View Full Version : stock finishes

04-20-2011, 10:21 PM
Am getting ready to refinish a stock.
Have always used linsead oil/ linsead oil, shellac mix finish and was thinking of trying something different this time.

Was thinking of using tru-oil but have never used the product before and am looking for ideas.
Pro or con!
Things to not do?
things to look out for when using it?

A different product completely?
Open to all suggestions (well almost all)!


04-21-2011, 12:30 AM
The stuff I used was called Tung Oil if memory serves me correct.
I really liked it put it on let it dry light buff with 0000 Steel wool.
Did that about 4 or 5 times and it turned out really nice and smooth.
Good Luck Ken.

04-21-2011, 06:58 PM
I also like Tung Oil. Your local hardware store should have "Homer Fomsbys" tung oil. I have used as many as 27 coats on a stock. Took a month, thin coat applied with my fingers, let it dry 24 hrs or more, knock off the shine with 0000 steel wool, make sure no residue is left and apply another coat. repeat the process until the millennium or until satisfied; which ever comes first.

firefly 1957
04-25-2011, 01:12 AM
Vote number three for tung oil.

04-25-2011, 02:15 AM
Guesser that stock must look like Satin.
I was happy with what I had done!

Pic's just about need with that.


04-25-2011, 02:33 AM
i did an old DBBL BBL 12 in tru oil .... it ended up looking better than the gun , it really brought the grain out and made the finish look deep

04-26-2011, 02:26 AM
The stock that I did 27 coats on was a "banana" style fore end for a Contender Super 14 barrel, custom chambering. I ordered it from Fajen in 1985. I was in the Navy on my last tour of sea duty before retirement and we were in the Indian Ocean for a long time and I had nothing else to do. I drew a crowd of spectators every time I set up to put another coat on. I just left it hanging from the overhead in the Chief's Mess and worked on it on holidays and days we were away from the battle group. Glad I don't have to do it that way any more.
By the way; I've still got it and it still looks good.

05-01-2011, 05:31 AM
danish oil finish gives the same results as tongue oil with an easier application. wet sand.

Tom W.
05-03-2011, 02:17 AM
I too did an old Montgomery Ward SxS 12 ga., as well as a cheap single shot 20 ga. Savage with Tru Oil. The wood came out looking a beautiful honey blonde color....

05-18-2011, 04:16 PM
I must be missing something.
I tried the tung-oil and it turned into a disaster.
Had to strip,sand and reseal the stock.
Went back to the linseed oil/shellac finish I have always used and it turned out OK.

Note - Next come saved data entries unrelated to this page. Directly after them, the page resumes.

Issue #469, opened 2019-03-13
The "Work Together On.." dropdown list contains only the first project


m273d15:
The dropdown list of the "Work Together On.." context menu in the saros view contains only the first project instead of all available projects.

E.g. If the project tree contains three projects `A-project`, `B-project`, `C-project` only the project `A-project` is contained in the dropdown list.

srossbach:
https://stackoverflow.com/questions/12315749/e4-dynamic-menu-contributions

srossbach:
https://github.com/saros-project/saros/blob/master/eclipse/src/saros/ui/menuContributions/StartSessionWithProjects.java is the affected class. I checked the class and the logic is working. So I guess it is an Eclipse issue that does not properly show the context menu entries.

m273d15:
It seems as if #473 is required before using dynamic context menus in the eclipse 4 environment. For now I would remove the dynamic list and replace the "Work Together On.." entry with a "Share Project(s).." entry that opens the dialog for sharing projects.

m273d15:
Implemented a workaround in #521. After migrating to e4 we should re-implemented these dynamic menus!

PR #521, opened 2019-05-13
Avoid dynamic context menus

m273d15:
Workaround #469 (The "Share With" menu has the same issue)

During the migration to Eclipse 4.x, the dynamic context menus were broken.
Only the first entries of these menus are shown.
Therefore this change opens the dialog that allows to
select all project which can be shared.


srossbach:
How many STF tests are going to fail after this change is commited ?

m273d15:
No STF test is failing, but I have to adjust the `WorkTogetherOnContextMenu` which is used in the STF self-tests.

eclipse/plugin.xml
```diff
@@ -956,71 +956,27 @@
...
             allPopups="false"
             locationURI="popup:org.eclipse.ui.popup.any?after=additions">
-            <menu
-                  icon="icons/elcl16/session_tsk.png"
-                  label="Share With"
-                  tooltip="Share the Selected Projects With Your Contacts">
-                  <visibleWhen
+         <command
+               commandId="saros.ui.commands.ShareResource"
+               disabledIcon="icons/dlcl16/spacer.png"
```
tobous: Is there a reason to use this spacer instead of the real icon when the menu entry is disabled?

eclipse/plugin.xml
```diff
@@ -1046,9 +1002,12 @@
       <menuContribution
             allPopups="false"
             locationURI="popup:org.eclipse.ui.popup.any?before=menustart">
-         <menu
+         <command
+               commandId="saros.ui.commands.ShareResource"
+               disabledIcon="icons/dlcl16/spacer.png"
```
tobous: Same as above.

eclipse/plugin.xml
m273d15: I simply used the same configuration as in the main menu. I am not 100% when the disabledIcon is used. If our constrains (as a running session has to exist) are not satisfied, [the normal icon will simply appear greyed out](https://help.eclipse.org/mars/index.jsp?topic=%2Forg.eclipse.platform.doc.isv%2Freference%2Fextension-points%2Forg_eclipse_ui_viewActions.html):

screenshot

PR #524, opened 2019-05-16
[DOC] Update Readme Text and add Animation

stefaus:


stefaus:
To watch a better preview goto https://github.com/saros-project/saros/tree/pr/update-readme

PR #527, opened 2019-05-21
Adding conditional testing in the test battery

suzanap:
The idea of conditional testing is to test first  Saros' main functionalities and then to test the rest. 
For Saros the main functionality is seting up a session with 2 users and 3 users. Some other important functionalities: FollowMode, ConcurrentEditing and EditDuringInvitation. If the tests for the main functionalities succeeded, then the rest will be tested; if not,the rest will be skipped. 

About implementation: 
- In the StfTestCase a TestWatcher is implemented, which monitors all results of the tests and stores in an arraylist the name of test classes, whose test methods failed. Some functions for checking if the tests for the main functionalities passed.
- In the "rest" of the test classes, in @BeforeClass it is checked if the tests for the main functionalities passed with the help of Assumptions. If the assumption is violated, then the test will be skipped. The tests will NOT be skipped, if the tests for the main functionalities are not run.


m273d15:
Your code does not comply with the formatting rules. Please, use the [google java formatter](https://www.saros-project.org/contribute/development-environment.html#configure).
Same for #528

stf/src/saros/stf/client/StfTestCase.java
```diff
@@ -27,600 +26,754 @@
...
+    }
 
-    throw exception;
-  }
+    /**
+     * Checks if the test for establishing a session between two users passed
+     */
+    public static boolean checkIfShare2UsersSequentiallySucceeded() {
+        for (String failedTest : allFailedTests) {
+            if (failedTest.contains("Share2UsersSequentiallyTest")) {
```
srossbach: I am deeply sorry but this is not a good solution because it is error prone by design.

suzanap: With the help of a TestWatcher, the name of the test class is written in allFailedTests if at least one of the tests in this test class failed.  You mean it is error-prone because you cannot rely on the TestWatcher? Could you please give more details?

m273d15:
@suzanap I see the following issues

As far as I understand your approach we have two aspects:
* **a)** The test conditions - If test A depends on B and B already failed then A is skipped.
* **b)** The test order - The previous technique works only if it is guaranteed that B is executed before A is executed.

### issues with a)
* The dependency implementation is not compile save. (e.g. Renaming the class `Share2UsersSequentiallyTest` breaks the logic in `checkIfShare2UsersSequentiallySucceeded`, because the class is referenced via a constant String. The compiler would not detect this issue because there is no relation between the actual class and the String)
* `Assume.assumeThat(checkIfShare2UsersSequentiallySucceeded())` is confusing and it is not really clear that you model dependencies with this method.

**Possible fixes:**
* Instead of collecting the return value of `getClassName()` you collect the values of `getTestClass()` in the `TestWatcher`.
* Instead of using `Assume.assumeThat(checkIfShare2UsersSequentiallySucceeded())` you could introduce a method that receives a list of test classes in order to define the dependencies.

### issues with b)
If you already model dependencies via a) it should not be necessary to maintain a second dependency model via the test class order within the test suites.

**Possible fixes:**
The dependencies used in a) should be used to define the execution order. 

### Usability
Even if the current test set works and all dependencies are defined, it is not obvious for developers that new tests should be embedded into this additional logic/dependency graph.

**Possible fixes:**
* Inform users during test execution if a test is executed that has no dependency information.
* Add a function like "noConditions" method that marks that test has no dependency information, because the test has no dependencies. This method should suppress the warning that no dependencies are listed in the test case.

----------------

Are these changes possible?
If the changes are not possible, could you explain why not?

suzanap:
@m273d15 

Point **a)** can be solved without a problem.
Point **b)** presents a problem that cannot be fixed. The dependencied defined via a) are defined in the test class itself. In order to define the order of the tests, you need to access the dependency within the class, but this dependency is not initialized yet. A possible workaround is:
- have a file with all dependencies: It could look like this: 
       `TestClassA:TestMethod or TestClassA:TestClassB `(depending if the test class depends on just a test 
        method or a test class that has more test methods)
-look for all tests in `stf.test` (the test name ends in "Test")
-use the dependencies defined in the file for defining the order of the tests in the TestSuite and for checking in the test class itself if the test, on which the test class depends on, passed or failed.

This way it is possible to have an overview over all the dependencies of the tests. 

To **Usability**: 
-An additional message with be logged when starting the test, saying if a test depends on another (Warning), or that it is an independent test (Info). 

Is this solution a good solution?

m273d15:
Maintaining an additional dependency file is also not compile save and introduces more complexity in our infrastructure.
Do you think the saved time during the test execution is worth the effort of implementing this handling as well as maintaining the additional complexity in the project?

suzanap:
Implementing this solution should not be a problem; the only problem is the complexity it adds to the project. From my prospective, it does not increase the complexity very much; but I might be biased, since I proposed the solution. The benefits of this solution are to be seen, if setting up a Saros session does not work properly, or adding files to a shared project does not work. However, I don't know exactly  how often this occurs in order to tell if this solution is worth it inspite of the increase of the complexity in the project.

m273d15:
@suzanap As discussed: I close this PR, because of the complexity which would be introduced by the change and the unknown benefit.

PR #528, opened 2019-05-21
set up equivalence classes

suzanap:
The idea of "set up equivalence classes" is to group some tests according to their setup and to set up & tear down the environment only once for the group. 
In Saros test battery there are at least 4 main groups, according to the number of testers needed. The set-up is mainly the Saros session.
However, not all tests from group "Alice&Bob", for example, need the same set up. Therefore in each group there will be independent tests (that need special set up, not just a Saros session), ONE test that will set up the environment properly (a Saros session with an empty project) and ONE test that will tear down the environment properly (clean up workspace, disconnect testers). In the group Alice&Bob&Carl there are two such subgroups: one for a session for all 3 testers and one for a session for only 2 testers. The runtime of the tests is 25% less. (27min vs 36 min) 

About implementation: 
- there are 2 methods for intializing the tests: selectFirst(for idependent tests), select (for the tests whose environment is already set up) and 2 methods for tearing down the
environment: tearDownSaros(for tests whose enviroment does not need to be torn down because another test depends on it) and tearDownSarosLast (for independent tests).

I followed the directions ( really I did ) and it was a mess.
Is there a secret to using it?


05-18-2011, 10:22 PM
Some folks like to raise the grain on walnut before finish is applied, but I only do it if I am using a hard finish like Tru Oil that fills the pores in the wood. (To do that you wet the stock with clean water after you finish sanding, let it dry, then repeat the sanding with the finest grit you used.) Some like the effect with oil finishes though.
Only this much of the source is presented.